• Dataset content:
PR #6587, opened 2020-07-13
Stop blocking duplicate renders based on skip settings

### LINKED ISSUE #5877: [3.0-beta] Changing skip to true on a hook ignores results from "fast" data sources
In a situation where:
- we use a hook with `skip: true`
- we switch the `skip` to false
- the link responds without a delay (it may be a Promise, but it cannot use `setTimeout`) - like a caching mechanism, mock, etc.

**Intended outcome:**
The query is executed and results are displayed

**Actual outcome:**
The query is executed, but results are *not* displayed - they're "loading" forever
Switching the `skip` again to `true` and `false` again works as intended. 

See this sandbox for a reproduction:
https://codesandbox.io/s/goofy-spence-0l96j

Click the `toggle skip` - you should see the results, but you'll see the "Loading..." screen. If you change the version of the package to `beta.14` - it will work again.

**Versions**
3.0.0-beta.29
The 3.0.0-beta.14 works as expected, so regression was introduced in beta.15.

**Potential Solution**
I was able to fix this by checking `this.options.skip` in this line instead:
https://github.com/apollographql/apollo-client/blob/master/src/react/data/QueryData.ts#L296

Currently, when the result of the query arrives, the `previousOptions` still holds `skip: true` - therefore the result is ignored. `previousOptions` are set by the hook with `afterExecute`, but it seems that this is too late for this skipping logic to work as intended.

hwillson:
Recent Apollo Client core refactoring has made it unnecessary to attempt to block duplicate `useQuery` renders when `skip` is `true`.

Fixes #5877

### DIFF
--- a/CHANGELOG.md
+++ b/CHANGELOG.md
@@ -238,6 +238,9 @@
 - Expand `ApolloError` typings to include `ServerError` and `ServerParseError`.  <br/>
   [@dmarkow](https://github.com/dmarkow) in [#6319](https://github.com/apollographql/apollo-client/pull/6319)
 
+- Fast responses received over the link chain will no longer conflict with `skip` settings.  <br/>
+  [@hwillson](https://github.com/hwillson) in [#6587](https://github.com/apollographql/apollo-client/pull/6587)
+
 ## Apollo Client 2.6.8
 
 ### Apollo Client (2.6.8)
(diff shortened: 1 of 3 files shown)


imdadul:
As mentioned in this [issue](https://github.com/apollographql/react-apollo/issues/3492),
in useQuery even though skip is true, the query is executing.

• Prompt: Scan the data above for the word "displayed" and report every line where it is found.

• Solution to this exercise:
The query is executed and results are displayed
The query is executed, but results are *not* displayed - they're "loading" forever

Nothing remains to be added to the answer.